Directions -
Which lines in the records below contain the word "className"? Copy each one.

Task input -
• • • •

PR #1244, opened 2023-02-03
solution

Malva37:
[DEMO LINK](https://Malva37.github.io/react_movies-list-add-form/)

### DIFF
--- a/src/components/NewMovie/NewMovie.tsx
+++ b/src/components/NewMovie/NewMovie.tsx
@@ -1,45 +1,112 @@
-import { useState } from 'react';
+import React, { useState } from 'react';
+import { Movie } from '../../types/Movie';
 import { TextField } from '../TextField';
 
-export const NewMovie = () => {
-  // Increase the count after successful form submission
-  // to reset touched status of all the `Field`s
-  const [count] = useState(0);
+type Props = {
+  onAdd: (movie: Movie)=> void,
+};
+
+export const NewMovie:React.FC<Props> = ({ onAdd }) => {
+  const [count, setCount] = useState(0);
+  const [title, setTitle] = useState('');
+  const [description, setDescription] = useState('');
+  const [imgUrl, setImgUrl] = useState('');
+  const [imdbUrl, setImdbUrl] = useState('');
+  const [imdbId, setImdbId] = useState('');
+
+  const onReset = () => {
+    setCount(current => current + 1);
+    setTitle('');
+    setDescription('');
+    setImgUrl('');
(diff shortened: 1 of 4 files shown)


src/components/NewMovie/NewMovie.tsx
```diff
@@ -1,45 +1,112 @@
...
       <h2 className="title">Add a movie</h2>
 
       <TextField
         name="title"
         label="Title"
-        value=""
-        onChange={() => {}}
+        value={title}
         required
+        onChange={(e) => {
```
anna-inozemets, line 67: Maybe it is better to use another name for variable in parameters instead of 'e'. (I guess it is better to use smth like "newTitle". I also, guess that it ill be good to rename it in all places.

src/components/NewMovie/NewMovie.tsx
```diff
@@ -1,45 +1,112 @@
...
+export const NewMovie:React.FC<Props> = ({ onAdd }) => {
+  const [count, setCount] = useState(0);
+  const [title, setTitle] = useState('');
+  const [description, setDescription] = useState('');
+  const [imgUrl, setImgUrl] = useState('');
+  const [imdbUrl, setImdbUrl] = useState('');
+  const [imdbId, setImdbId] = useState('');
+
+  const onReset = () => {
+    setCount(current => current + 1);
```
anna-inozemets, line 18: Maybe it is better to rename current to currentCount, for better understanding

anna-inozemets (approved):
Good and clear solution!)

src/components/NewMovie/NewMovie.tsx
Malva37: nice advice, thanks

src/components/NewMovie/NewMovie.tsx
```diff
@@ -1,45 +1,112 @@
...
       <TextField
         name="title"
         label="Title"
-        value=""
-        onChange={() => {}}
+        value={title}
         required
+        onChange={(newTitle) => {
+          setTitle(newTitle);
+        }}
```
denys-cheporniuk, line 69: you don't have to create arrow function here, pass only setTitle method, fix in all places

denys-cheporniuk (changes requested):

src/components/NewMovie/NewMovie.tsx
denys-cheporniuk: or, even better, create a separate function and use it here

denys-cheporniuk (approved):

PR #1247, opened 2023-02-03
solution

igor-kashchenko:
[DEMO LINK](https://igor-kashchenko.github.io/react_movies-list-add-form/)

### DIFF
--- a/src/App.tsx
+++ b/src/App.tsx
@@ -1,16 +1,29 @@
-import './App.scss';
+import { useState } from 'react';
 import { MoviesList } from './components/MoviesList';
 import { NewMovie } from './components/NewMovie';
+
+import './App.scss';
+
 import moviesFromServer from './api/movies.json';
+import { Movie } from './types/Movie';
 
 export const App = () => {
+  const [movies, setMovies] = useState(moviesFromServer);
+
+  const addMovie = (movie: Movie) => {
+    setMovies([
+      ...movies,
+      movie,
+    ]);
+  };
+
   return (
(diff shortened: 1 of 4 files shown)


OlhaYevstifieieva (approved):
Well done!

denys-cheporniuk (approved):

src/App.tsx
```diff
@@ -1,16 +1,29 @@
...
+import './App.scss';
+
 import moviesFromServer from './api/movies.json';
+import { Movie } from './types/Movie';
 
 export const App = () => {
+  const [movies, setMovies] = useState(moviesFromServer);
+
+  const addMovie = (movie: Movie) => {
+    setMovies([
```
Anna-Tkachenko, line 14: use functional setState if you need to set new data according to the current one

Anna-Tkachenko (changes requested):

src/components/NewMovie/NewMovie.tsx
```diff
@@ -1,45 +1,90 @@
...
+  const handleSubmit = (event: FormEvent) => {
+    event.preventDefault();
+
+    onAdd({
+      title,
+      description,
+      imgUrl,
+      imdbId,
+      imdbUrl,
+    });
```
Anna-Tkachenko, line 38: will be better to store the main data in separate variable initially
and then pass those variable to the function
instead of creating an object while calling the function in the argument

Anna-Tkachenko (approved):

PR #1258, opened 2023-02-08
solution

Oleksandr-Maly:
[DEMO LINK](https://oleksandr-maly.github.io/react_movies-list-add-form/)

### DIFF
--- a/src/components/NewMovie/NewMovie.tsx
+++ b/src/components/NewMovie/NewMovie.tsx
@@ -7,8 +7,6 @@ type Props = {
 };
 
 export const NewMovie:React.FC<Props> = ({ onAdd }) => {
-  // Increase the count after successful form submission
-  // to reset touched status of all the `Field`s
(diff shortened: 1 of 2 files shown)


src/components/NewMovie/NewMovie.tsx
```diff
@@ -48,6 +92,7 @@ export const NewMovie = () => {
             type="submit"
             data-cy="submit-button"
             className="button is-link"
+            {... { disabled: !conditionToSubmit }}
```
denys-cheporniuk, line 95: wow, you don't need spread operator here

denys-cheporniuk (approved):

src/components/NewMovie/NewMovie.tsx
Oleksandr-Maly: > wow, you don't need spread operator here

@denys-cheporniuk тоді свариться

• • • •

Answer box -
       <h2 className="title">Add a movie</h2>
             className="button is-link"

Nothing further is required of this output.